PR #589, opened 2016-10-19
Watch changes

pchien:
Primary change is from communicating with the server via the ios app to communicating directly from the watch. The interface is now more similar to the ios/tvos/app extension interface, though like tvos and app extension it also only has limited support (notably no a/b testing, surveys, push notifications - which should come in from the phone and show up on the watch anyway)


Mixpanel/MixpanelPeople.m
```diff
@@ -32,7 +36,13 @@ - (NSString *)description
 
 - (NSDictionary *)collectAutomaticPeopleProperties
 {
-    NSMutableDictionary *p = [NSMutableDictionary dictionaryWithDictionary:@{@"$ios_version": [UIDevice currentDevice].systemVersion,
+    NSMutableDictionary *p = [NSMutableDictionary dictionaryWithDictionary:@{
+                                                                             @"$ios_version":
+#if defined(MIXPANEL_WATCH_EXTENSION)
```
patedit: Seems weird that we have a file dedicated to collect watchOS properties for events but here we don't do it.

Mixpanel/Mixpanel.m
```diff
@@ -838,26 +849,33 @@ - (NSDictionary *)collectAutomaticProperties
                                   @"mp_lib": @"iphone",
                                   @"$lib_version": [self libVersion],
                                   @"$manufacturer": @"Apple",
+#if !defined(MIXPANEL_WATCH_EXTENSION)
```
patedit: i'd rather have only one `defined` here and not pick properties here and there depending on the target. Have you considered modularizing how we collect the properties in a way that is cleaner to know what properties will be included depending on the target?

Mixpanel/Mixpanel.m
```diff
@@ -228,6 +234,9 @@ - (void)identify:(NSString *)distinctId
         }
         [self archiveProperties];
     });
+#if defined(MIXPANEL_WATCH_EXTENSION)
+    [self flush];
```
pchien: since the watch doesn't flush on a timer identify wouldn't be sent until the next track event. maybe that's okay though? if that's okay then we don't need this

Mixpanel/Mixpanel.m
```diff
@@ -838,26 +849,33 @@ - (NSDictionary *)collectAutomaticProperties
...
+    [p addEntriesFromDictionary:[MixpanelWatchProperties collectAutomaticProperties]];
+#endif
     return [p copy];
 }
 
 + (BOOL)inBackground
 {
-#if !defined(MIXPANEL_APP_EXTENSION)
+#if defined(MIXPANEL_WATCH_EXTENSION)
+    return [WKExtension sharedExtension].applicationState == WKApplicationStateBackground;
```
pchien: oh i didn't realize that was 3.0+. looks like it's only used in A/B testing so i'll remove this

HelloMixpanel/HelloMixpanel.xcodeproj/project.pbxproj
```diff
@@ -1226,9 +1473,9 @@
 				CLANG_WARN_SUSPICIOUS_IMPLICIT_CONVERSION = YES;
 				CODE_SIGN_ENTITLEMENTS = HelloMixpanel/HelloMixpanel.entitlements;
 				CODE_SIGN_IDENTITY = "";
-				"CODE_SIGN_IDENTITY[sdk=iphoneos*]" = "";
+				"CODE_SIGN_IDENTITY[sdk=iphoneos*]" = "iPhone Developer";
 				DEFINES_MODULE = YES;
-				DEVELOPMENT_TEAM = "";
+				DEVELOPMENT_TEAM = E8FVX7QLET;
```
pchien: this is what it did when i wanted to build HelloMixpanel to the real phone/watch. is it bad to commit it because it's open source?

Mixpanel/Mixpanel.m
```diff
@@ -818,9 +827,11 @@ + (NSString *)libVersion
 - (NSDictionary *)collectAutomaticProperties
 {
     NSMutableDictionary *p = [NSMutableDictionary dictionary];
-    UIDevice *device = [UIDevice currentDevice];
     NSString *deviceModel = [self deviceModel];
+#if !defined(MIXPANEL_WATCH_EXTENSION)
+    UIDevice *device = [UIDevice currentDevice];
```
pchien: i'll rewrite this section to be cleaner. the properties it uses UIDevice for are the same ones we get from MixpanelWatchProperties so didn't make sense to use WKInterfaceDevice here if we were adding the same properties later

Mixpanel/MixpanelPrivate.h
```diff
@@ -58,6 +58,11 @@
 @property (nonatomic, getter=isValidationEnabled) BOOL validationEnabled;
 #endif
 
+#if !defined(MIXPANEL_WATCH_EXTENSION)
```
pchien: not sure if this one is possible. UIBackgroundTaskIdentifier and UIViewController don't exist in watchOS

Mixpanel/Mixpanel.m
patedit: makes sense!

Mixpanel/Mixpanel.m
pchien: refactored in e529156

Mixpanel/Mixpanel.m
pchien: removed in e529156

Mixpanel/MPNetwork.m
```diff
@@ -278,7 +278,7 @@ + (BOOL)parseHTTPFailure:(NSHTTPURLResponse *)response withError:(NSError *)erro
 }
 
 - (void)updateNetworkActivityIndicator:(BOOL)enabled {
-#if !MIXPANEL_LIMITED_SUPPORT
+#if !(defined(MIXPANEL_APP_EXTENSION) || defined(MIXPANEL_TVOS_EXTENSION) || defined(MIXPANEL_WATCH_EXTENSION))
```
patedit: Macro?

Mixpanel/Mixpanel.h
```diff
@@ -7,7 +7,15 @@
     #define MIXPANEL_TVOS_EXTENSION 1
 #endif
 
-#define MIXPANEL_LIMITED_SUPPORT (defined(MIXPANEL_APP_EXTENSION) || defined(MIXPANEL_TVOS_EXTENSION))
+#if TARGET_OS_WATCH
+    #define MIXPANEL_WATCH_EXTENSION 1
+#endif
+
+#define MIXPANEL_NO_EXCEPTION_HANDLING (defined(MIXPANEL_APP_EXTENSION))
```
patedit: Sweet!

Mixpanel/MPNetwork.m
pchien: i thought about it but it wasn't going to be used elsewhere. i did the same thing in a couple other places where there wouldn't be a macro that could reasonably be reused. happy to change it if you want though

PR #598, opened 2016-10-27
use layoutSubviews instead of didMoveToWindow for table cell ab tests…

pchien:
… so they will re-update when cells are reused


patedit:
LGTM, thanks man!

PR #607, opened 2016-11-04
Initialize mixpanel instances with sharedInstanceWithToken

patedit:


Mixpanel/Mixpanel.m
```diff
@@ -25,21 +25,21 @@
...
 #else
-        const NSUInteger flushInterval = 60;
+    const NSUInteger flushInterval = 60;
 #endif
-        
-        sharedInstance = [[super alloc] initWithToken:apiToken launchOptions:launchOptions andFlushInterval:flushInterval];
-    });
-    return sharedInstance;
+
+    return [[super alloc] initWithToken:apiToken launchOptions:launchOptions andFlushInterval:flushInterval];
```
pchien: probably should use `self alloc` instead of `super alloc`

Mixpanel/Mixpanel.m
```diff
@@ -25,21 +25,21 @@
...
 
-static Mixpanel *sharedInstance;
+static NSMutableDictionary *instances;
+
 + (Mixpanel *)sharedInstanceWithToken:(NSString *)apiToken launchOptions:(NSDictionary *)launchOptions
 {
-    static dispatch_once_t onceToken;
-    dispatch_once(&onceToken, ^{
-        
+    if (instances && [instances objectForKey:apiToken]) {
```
● ● ● ● ●
* What needs to be done
Verbatim reproduction is required for the line holding "pchien: probably should" and for every line after it in the records, with no other line included.

* Solved exercise
pchien: probably should use `self alloc` instead of `super alloc`

Mixpanel/Mixpanel.m
```diff
@@ -25,21 +25,21 @@
...
 
-static Mixpanel *sharedInstance;
+static NSMutableDictionary *instances;
+
 + (Mixpanel *)sharedInstanceWithToken:(NSString *)apiToken launchOptions:(NSDictionary *)launchOptions
 {
-    static dispatch_once_t onceToken;
-    dispatch_once(&onceToken, ^{
-        
+    if (instances && [instances objectForKey:apiToken]) {
```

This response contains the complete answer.